October 23, 2017 / 9:03 AM / 5 months ago

MIDEAST STOCKS-Emaar weighs on Dubai, Banks drag down Saudi early on

DUBAI, Oct 23 (Reuters) - Emaar Properties weighed on Dubai’s stock market in early trade on Monday for the second day in a row, while Saudi Arabia was dragged down by the banking and insurance sectors.

The Dubai index lost 0.7 percent as Emaar fell another 2.0 percent, after losing 2.1 percent on Sunday, after it said it expects to sell 20 percent of its local property development unit Emaar Development LLC next month in an initial public offering.

Previously, Emaar had said it would offer up to 30 percent of the business, distributing funds raised as dividends to shareholders in the parent company. It did not say on Sunday why the sale was expected to be only 20 percent.

GFH Financial slipped 1.7 percent in heavy trade after rising on Sunday, when the United Arab Emirates securities regulator approved the listing of Bahrain’s Khaleeji Commercial Bank, subject to approval by the Bahrain central bank.

GFH owns 47 percent of Khaleeji, and has long been aiming to list the bank in Dubai.
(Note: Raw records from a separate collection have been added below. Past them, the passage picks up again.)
PR #8976, opened 2024-10-11
AG-12847 - row/cell iterators

peterjrreynolds:


packages/ag-grid-community/src/utils/array.ts
```diff
@@ -131,3 +131,21 @@ export function _forEachReverse<T>(list: T[], action: (value: T, index: number)
         action(list[i], i);
     }
 }
+
+export function _some<T>(iterator: Iterable<T>, predicate: (item: T) => boolean): boolean {
```
AndrewGlazier, line 135: We could reduce code here by leaning on _find and searching for not undefined, except it would break that odd use case you're searching for an undefined 😂

peterjrreynolds: Probably better to stay clean and keep separate

packages/ag-grid-community/src/edit/editApi.ts
```diff
@@ -22,26 +22,26 @@ export function getCellEditorInstances<TData = any>(
...
 
     return res;
 }
 
 export function getEditingCells(beans: BeanCollection): CellPosition[] {
     const res: CellPosition[] = [];
 
-    beans.rowRenderer.getAllCellCtrls().forEach((cellCtrl) => {
+    for (const cellCtrl of beans.rowRenderer.getAllCellCtrls()) {
         if (cellCtrl.isEditing()) {
```
gportela85, line 40: Not a big deal, but I would go for `if (!cellCtrl.isEditing()) { continue; }`

PR #8985, opened 2024-10-14
AG-12847 - more bundle size changes

peterjrreynolds:


packages/ag-grid-community/src/columnMove/internalColumnMoveUtils.ts
```diff
@@ -257,9 +257,9 @@ function calculateValidMoves(params: {
     // so the result we return has to be and index location for this list
     const allGridCols = columnModel.getCols();
 
-    const movingDisplayedCols = allDisplayedCols.filter((col) => _includes(movingCols, col));
-    const otherDisplayedCols = allDisplayedCols.filter((col) => !_includes(movingCols, col));
-    const otherGridCols = allGridCols.filter((col) => !_includes(movingCols, col));
+    const movingDisplayedCols = allDisplayedCols.filter((col) => movingCols.includes(col));
```
StephenCooper, line 260: Do we need to also handle the undefined case which the old _includes method did in case any of these arrays can be undefined?

packages/ag-grid-community/src/dragAndDrop/dragAndDropService.ts
```diff
@@ -28,6 +26,14 @@ export enum DragSourceType {
     AdvancedFilterBuilder,
 }
 
+function _getBodyWidth(): number {
```
StephenCooper, line 29: Does this really benefit us moving these in here? I thought previously we would just leave these utils in place to reduce the risk of duplication across features. They are tree shaken if not used anyway.

packages/ag-grid-community/src/filter/columnFilterService.ts
```diff
@@ -561,7 +560,7 @@ export class ColumnFilterService extends BeanStub implements NamedBean {
     public createFilterParams(column: AgColumn, colDef: ColDef): IFilterParams {
         const params: IFilterParams = this.gos.addGridCommonParams({
             column,
-            colDef: _cloneObject(colDef),
+            colDef,
```
StephenCooper, line 563: Was this clone in place for a reason? Not to do with something like if a colDef is coming from a store or something?

If not blame available or link to a jira understand this might be hard to validate.

packages/ag-grid-community/src/gridBodyComp/rowContainer/rowContainerEventsFeature.ts
```diff
@@ -21,16 +21,48 @@ import type { UndoRedoService } from '../../undoRedo/undoRedoService';
...
 import type { MouseEventService } from './../mouseEventService';
 
+const A_KEYCODE = 65;
+const C_KEYCODE = 67;
+const V_KEYCODE = 86;
+const D_KEYCODE = 68;
+const Z_KEYCODE = 90;
+const Y_KEYCODE = 89;
+
+function _normaliseQwertyAzerty(keyboardEvent: KeyboardEvent): string {
```
StephenCooper, line 36: Again is this really better here?

packages/ag-grid-community/src/rendering/cell/cellComp.ts
```diff
@@ -573,7 +572,7 @@ export class CellComp extends Component implements TooltipParentComp {
 
         // if focus is inside the cell, we move focus to the cell itself
         // before removing it's contents, otherwise errors could be thrown.
-        if (eGui.contains(_getActiveDomElement(this.beans.gos)) && _browserSupportsPreventScroll()) {
+        if (eGui.contains(_getActiveDomElement(this.beans.gos))) {
```
StephenCooper, line 575: Why has _browserSupportsPreventScroll been removed from the check?

packages/ag-grid-community/src/rendering/cell/cellKeyboardListenerFeature.ts
```diff
@@ -4,10 +4,20 @@ import type { BeanCollection } from '../../context/context';
 import type { AgColumn } from '../../entities/agColumn';
 import type { RowNode } from '../../entities/rowNode';
 import { _getGroupSelection, _isCellSelectionEnabled, _isRowSelection } from '../../gridOptionsUtils';
-import { _isDeleteKey } from '../../utils/keyboard';
+import { _isMacOsUserAgent } from '../../utils/browser';
 import type { RowCtrl } from '../row/rowCtrl';
 import type { CellCtrl } from './cellCtrl';
 
+function _isDeleteKey(key: string, alwaysReturnFalseOnBackspace = false) {
```
StephenCooper, line 11: Some query as other utils.

packages/ag-grid-enterprise/src/multiFilter/multiFilter.ts
```diff
@@ -43,6 +42,16 @@ export function getMultiFilterDefs(params: MultiFilterParams): IMultiFilterDef[]
         : [{ filter: 'agTextColumnFilter' }, { filter: 'agSetColumnFilter' }];
 }
 
+function _forEachReverse<T>(list: T[] | null | undefined, action: (value: T, index: number) => void): void {
```
StephenCooper, line 45: Same

StephenCooper: Although I guess by moving this one we don't have to export it from community, which is a cleaner thing.

packages/ag-grid-community/src/clientSideRowModel/immutableService.ts
```diff
@@ -105,11 +104,11 @@ export class ImmutableService extends BeanStub implements NamedBean {
         }
 
         // at this point, all rows that are left, should be removed
-        _iterateObject(existingNodesMap, (id, rowNode) => {
+        for (const rowNode of Object.values(existingNodesMap)) {
```
AndrewGlazier, line 107: Probs let Salvo know if you're impacting stuff again

packages/ag-grid-community/src/dragAndDrop/dragAndDropService.ts
peterjrreynolds: If something is used in a single place, it should not be a global util. Our historical approach is a bit of an anti-pattern.

I have moved these all back so we can clearly see where they are being used.

packages/ag-grid-community/src/filter/columnFilterService.ts
peterjrreynolds: It has been this way forever. I could not see a good reason for it though, and it is inconsistent with all other user components.

packages/ag-grid-community/src/rendering/cell/cellComp.ts
peterjrreynolds: This check was only in place for an old safari version that is no longer supported.

packages/ag-grid-community/src/gridBodyComp/rowContainer/rowContainerEventsFeature.ts
peterjrreynolds: See previous

packages/ag-grid-community/src/clientSideRowModel/immutableService.ts
peterjrreynolds: No change in behaviour here

packages/ag-grid-community/src/rendering/cell/cellKeyboardListenerFeature.ts
peterjrreynolds: See previous

packages/ag-grid-enterprise/src/multiFilter/multiFilter.ts
peterjrreynolds: See previous

packages/ag-grid-community/src/columnMove/internalColumnMoveUtils.ts
peterjrreynolds: In this particular case, it can't be undefined.

Anywhere else, it will help us to expose any incorrect typings.

packages/ag-grid-community/src/filter/provided/date/defaultDateComponent.ts
```diff
@@ -179,6 +179,6 @@ export class DefaultDateComponent extends Component implements IDateComp {
             return params.filterParams.browserDatePicker;
         }
 
-        return _isBrowserChrome() || _isBrowserFirefox() || (_isBrowserSafari() && _getSafariVersion() >= 14.1);
+        return true;
```
AndrewGlazier: return params?.filterParams?.browserDatePicker ?? true

peterjrreynolds: Done

packages/ag-grid-community/src/headerRendering/row/headerRowCtrl.ts
```diff
@@ -130,7 +129,7 @@ export class HeaderRowCtrl extends BeanStub {
         if (!this.headerCellCtrls) {
             return;
         }
-        return _values(this.headerCellCtrls).find((cellCtrl) => cellCtrl.getColumnGroupChild() === column);
+        return Array.from(this.headerCellCtrls.values()).find((cellCtrl) => cellCtrl.getColumnGroupChild() === column);
```
AndrewGlazier: This would benefit from being unwrappred from the array, we can just manually find with the iterator

packages/ag-grid-community/src/rendering/cell/cellCtrl.ts
```diff
@@ -621,7 +619,7 @@ export class CellCtrl extends BeanStub {
             const flashCell = !suppressFlash && !processingFilterChange && colDef.enableCellChangeFlash;
 
             if (flashCell) {
-                this.flashCell();
+                this.beans.flashCellService?.flashCell(this);
```
AndrewGlazier: feels like this name should be `cellFlashService`

packages/ag-grid-community/src/rendering/rowRenderer.ts
```diff
@@ -960,9 +960,12 @@ export class RowRenderer extends BeanStub implements NamedBean {
 
     private calculateIndexesToDraw(rowsToRecycle?: { [key: string]: RowCtrl } | null): number[] {
         // all in all indexes in the viewport
-        const indexesToDraw = _createArrayOfNumbers(this.firstRenderedRow, this.lastRenderedRow);
+        const indexesToDraw: number[] = [];
+        for (let i = this.firstRenderedRow; i <= this.lastRenderedRow; i++) {
```
AndrewGlazier, line 964: i know you're maintaining logic, but this func is a bit of a mess doing a lot of redundant stuff - and we call it a lot, would you mind tidying it up?

We don't need to fill `indexesToDraw`, we just need to iterate these indexes later in the func - omitting these and having a "indices before" and "indices after" array filled by `checkRowToDraw` means we can sort these as two distinct arrays and improve perf

packages/ag-grid-community/src/rendering/rowRenderer.ts
```diff
@@ -1150,37 +1159,39 @@ export class RowRenderer extends BeanStub implements NamedBean {
...
+        }
         if (animate) {
             // this ensures we fire displayedRowsChanged AFTER all the 'executeInAWhileFuncs' get
             // executed, as we added it to the end of the list.
             executeInAWhileFuncs.push(() => {
                 this.updateAllRowCtrls();
                 this.dispatchDisplayedRowsChanged();
             });
-            _executeInAWhile(executeInAWhileFuncs);
+            window.setTimeout(() => executeInAWhileFuncs.forEach((func) => func()), 400);
```
AndrewGlazier: Is the number 400 important for something to do with animation?, might be worth checking if we want this as a global variable

packages/ag-grid-enterprise/src/widgets/pillDropZonePanel.ts
```diff
@@ -38,6 +35,18 @@ export interface PillDropZonePanelParams {
...
 
+function _insertArrayIntoArray<T>(dest: T[], src: T[], toIndex: number) {
+    if (dest == null || src == null) {
+        return;
+    }
+
+    // put items in backwards, otherwise inserted items end up in reverse order
+    for (let i = src.length - 1; i >= 0; i--) {
+        const item = src[i];
+        dest.splice(toIndex, 0, item);
```
AndrewGlazier: dest.splice(toIndex, 0, ...src)

packages/ag-grid-community/src/clientSideRowModel/immutableService.ts
AndrewGlazier: I know, but it's for when he has to handle conflicts - good-to-be-nice :)

packages/ag-grid-community/src/rendering/rowRenderer.ts
peterjrreynolds: @gportela85 do you know the answer to this? `_executeInAWhile` had 400 set as the timeout, but the function was only used here.

packages/ag-grid-community/src/rendering/rowRenderer.ts
peterjrreynolds: Not going to do this as part of this ticket.

packages/ag-grid-community/src/rendering/cell/cellCtrl.ts
peterjrreynolds: Done

packages/ag-grid-enterprise/src/widgets/pillDropZonePanel.ts
peterjrreynolds: Done

packages/ag-grid-community/src/headerRendering/row/headerRowCtrl.ts
peterjrreynolds: Done

packages/ag-grid-community/src/rendering/rowRenderer.ts
AndrewGlazier: Ok - can you make a ticket to do so?

peterjrreynolds: Done

packages/ag-grid-community/src/rendering/rowRenderer.ts
gportela85: It's a fair assumption that this is related to animation since it's inside the `if (animated)` condition.
Ideally here, we need to find out what calls this method with `animate: true`, but I would guess that this is related to the following CSS selectors:

```
// for row animations.
.ag-row-animation .ag-row {
    transition:
        transform 0.4s,
        top 0.4s,
        opacity 0.2s;
}
// for rows older than one second, we also animate the height. we don't include the height
// initially so we are not animating auto-height rows on initial render.
.ag-row-animation .ag-row.ag-after-created {
    transition:
        transform 0.4s,
        top 0.4s,
        height 0.4s,
        opacity 0.2s;
}
```

peterjrreynolds: Have extracted to a const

In Saudi Arabia, the index was dragged down by the banking and insurance sectors, and fell 0.9 percent despite strong earnings from NCB the kingdom’s largest lender.

Although it reported an 8.4 percent rise in third-quarter net profit, NCB fell 4.3 percent as deposits slipped 2.8 percent year on year, continuing declines seen in the first half of 2017 and in 2016.

Bank Aljazira fell 0.7 percent in early trade, although it reported a 41 percent rise in third-quarter net profit to 228 million riyals.

Most Saudi insurers also fell in early trade. Metlife AIG ANB Cooperative Insurance fell 2.5 percent, while Malath Insurance lost 2.2 percent.

Qatar’s index was down 0.6 percent after U.S. Secretary of State Rex Tillerson, who arrived in Doha on Sunday, said there was little chance of a swift breakthrough to resolve a blockade imposed on the Gulf state by Saudi Arabia and its Arab allies.